Description of the task - Report how many lines below contain the word "properly", and give only that number.

Data records -
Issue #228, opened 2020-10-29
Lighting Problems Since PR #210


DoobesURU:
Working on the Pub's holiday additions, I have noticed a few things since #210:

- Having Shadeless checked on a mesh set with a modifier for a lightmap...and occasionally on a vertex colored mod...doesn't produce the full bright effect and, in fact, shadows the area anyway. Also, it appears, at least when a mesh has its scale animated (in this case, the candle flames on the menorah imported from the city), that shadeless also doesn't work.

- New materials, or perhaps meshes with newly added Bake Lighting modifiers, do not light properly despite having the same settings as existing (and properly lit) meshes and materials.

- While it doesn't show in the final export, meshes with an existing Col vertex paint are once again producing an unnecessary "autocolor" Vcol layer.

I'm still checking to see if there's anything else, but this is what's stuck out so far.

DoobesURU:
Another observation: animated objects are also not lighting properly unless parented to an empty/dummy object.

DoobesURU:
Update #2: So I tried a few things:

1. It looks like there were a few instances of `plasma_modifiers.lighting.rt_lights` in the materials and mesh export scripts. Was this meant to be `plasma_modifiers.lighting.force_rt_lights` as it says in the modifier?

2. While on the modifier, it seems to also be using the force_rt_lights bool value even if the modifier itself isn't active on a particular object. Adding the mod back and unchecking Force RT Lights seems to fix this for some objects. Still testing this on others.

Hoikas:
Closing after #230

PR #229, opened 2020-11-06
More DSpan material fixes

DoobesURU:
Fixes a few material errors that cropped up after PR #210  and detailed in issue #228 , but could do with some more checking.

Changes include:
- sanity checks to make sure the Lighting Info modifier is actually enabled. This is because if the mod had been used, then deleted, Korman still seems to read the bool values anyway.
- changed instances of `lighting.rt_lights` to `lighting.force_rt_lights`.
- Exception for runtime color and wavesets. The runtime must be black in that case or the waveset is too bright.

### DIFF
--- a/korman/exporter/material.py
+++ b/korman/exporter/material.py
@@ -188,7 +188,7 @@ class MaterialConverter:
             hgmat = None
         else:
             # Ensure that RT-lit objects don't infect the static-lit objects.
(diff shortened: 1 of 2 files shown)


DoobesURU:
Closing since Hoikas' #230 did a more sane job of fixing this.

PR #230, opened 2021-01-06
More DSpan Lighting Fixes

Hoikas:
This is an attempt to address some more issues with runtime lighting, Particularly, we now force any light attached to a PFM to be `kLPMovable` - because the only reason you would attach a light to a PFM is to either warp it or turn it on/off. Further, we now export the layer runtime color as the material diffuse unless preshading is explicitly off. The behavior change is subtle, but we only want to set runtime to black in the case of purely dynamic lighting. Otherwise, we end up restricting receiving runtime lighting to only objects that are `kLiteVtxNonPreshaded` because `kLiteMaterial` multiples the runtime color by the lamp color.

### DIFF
==
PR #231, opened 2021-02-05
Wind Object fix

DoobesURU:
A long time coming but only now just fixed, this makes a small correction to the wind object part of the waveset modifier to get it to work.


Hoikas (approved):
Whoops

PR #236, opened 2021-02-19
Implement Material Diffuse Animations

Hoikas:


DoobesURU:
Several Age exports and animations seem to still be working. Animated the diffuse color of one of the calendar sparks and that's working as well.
==
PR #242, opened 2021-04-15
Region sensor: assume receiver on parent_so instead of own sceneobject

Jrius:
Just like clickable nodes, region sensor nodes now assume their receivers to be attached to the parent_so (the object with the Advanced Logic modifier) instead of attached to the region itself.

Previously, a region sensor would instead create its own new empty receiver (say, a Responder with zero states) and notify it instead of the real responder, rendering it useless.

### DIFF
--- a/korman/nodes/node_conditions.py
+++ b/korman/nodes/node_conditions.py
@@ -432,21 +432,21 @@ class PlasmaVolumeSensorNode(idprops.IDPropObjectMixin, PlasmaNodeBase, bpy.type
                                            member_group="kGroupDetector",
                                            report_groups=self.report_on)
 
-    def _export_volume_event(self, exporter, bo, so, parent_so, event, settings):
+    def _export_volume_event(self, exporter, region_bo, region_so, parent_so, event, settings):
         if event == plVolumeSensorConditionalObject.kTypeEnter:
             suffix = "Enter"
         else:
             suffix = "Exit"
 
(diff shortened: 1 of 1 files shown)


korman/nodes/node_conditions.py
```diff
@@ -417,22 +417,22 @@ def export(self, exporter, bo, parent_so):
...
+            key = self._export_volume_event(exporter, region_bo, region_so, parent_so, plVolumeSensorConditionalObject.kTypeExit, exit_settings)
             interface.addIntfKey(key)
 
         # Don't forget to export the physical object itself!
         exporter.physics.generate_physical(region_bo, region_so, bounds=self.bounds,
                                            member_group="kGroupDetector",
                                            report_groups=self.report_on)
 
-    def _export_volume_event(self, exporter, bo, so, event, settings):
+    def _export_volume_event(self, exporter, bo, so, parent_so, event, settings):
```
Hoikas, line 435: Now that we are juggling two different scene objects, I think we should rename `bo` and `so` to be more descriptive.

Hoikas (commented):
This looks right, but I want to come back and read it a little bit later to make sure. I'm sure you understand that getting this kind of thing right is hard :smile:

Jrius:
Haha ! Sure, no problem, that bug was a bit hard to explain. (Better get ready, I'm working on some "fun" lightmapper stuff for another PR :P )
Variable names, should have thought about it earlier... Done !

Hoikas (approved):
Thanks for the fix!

Task output - 2